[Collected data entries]
__________

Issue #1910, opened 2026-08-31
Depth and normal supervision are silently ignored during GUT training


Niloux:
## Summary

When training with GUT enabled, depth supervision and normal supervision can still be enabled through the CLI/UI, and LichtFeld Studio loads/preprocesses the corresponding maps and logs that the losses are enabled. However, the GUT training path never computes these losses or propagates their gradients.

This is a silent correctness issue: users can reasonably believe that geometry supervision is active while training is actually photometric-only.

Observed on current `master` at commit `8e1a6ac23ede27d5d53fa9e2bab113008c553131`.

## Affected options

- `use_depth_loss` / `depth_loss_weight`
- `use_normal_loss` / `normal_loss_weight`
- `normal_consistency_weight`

__________

Problem>
Check each line above for the word "supervision" and copy the ones that have it.

Written reply>
Depth and normal supervision are silently ignored during GUT training
When training with GUT enabled, depth supervision and normal supervision can still be enabled through the CLI/UI, and LichtFeld Studio loads/preprocesses the corresponding maps and logs that the losses are enabled. However, the GUT training path never computes these losses or propagates their gradients.
This is a silent correctness issue: users can reasonably believe that geometry supervision is active while training is actually photometric-only.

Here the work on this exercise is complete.